Gene McGuire

No. 60
- Position: Center

Personal information
- Born: July 17, 1970 (age 55) Fort Dix, New Jersey, U.S.
- Listed height: 6 ft 2 in (1.88 m)
- Listed weight: 300 lb (136 kg)

Career information
- High school: Lynn Haven (FL) Mosley
- College: Notre Dame
- NFL draft: 1992: 4th round, 95th overall pick

Career history
- New Orleans Saints (1992); Chicago Bears (1993); Arizona Cardinals (1994)*; Green Bay Packers (1995)*; Miami Dolphins (1995); Green Bay Packers (1996);
- * Offseason and/or practice squad member only

Awards and highlights
- Super Bowl champion (XXXI);

Career NFL statistics
- Games played: 17
- Stats at Pro Football Reference

= Gene McGuire =

American football player (born 1970)

Walter Eugene McGuire Jr. (born July 17, 1970) is an American former professional football player who was a center in the National Football League (NFL). He played college football for the Notre Dame Fighting Irish.

==Career==
McGuire was selected in the fourth round by the New Orleans Saints in 1992 NFL draft and spent the 1992 NFL season with the team, but did not see any playing time.
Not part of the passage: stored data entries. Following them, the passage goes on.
PR #92, opened 2018-08-13
Debug logging (spdlog)

pervazea:
Initial PR, to see what Travis and CI report.


lmwnshn:
clang-tidy should be ignoring the third_party folder, but it isn't. This is causing Travis to fail.

It looks like HeaderFilterRegex in the .clang-tidy file is what we should be modifying, but I have not been able to appease it yet. I'll keep trying.

lmwnshn:
#95 should fix third_party CI issues.

mbutrovich:
Feedback I gave in person but don't want to forget: I think the logger instantiation methods are small enough that we can put their definitions in the headers. The .cpp files are pretty sparse. As far as actually instantiating these, I think we'll need to have them in a Google Test harness so we can log in Google Test. Instantiating loggers in the main() function doesn't help us for Google Tests. We'll have to verify that the proposed harness solution works.

pervazea:
To summarize most recent changes:

- Log to console (rather than a file)
- Add class for the tests to use, that initializes the logger(s)
- Add wiki page with short description of how to use and how to add modules

mbutrovich:
Wiki page is here for reference:

https://github.com/cmu-db/terrier/wiki/Using-debug-logging

mbutrovich:
How much did we end up changing the spdlog code (if any) from the master repo? Is it easy to summarize those changes in case we want to bring in a newer version in the future?

test/include/util/test_harness.h
```diff
@@ -0,0 +1,30 @@
...
+// Created by pakhtar on 8/15/18.
+//
+
+#pragma once
+#include "gtest/gtest.h"
+#include "loggers/main_logger.h"
+#include "loggers/storage_logger.h"
+
+namespace terrier {
+namespace test {
```
mbutrovich: I think we're just doing the terrier namespace for the test subfolder, rather than terrier::test.

src/loggers/main_logger.cpp
```diff
@@ -0,0 +1,18 @@
+//
```
mbutrovich: We can ditch these comments at the top.

pervazea:
The changes to spdlog were small in number and localized, so should be easy to bring in new versions.

PR #97, opened 2018-08-14
cmake cleanup

lmwnshn:
1. Remove infer as a make target as we don't foresee ourselves using it.
2. Rename lint target to check-lint for consistency.


lmwnshn:
Note: coveralls is not reporting status properly, hence we could not merge earlier.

He spent the 1993 NFL season with the Chicago Bears before spending a year away from the NFL. During the 1995 NFL season he was a member of the Miami Dolphins, but once again did not see any playing time. McGuire spent his final season with the Green Bay Packers, culminating in the victory of Super Bowl XXXI.

He played at the collegiate level at the University of Notre Dame.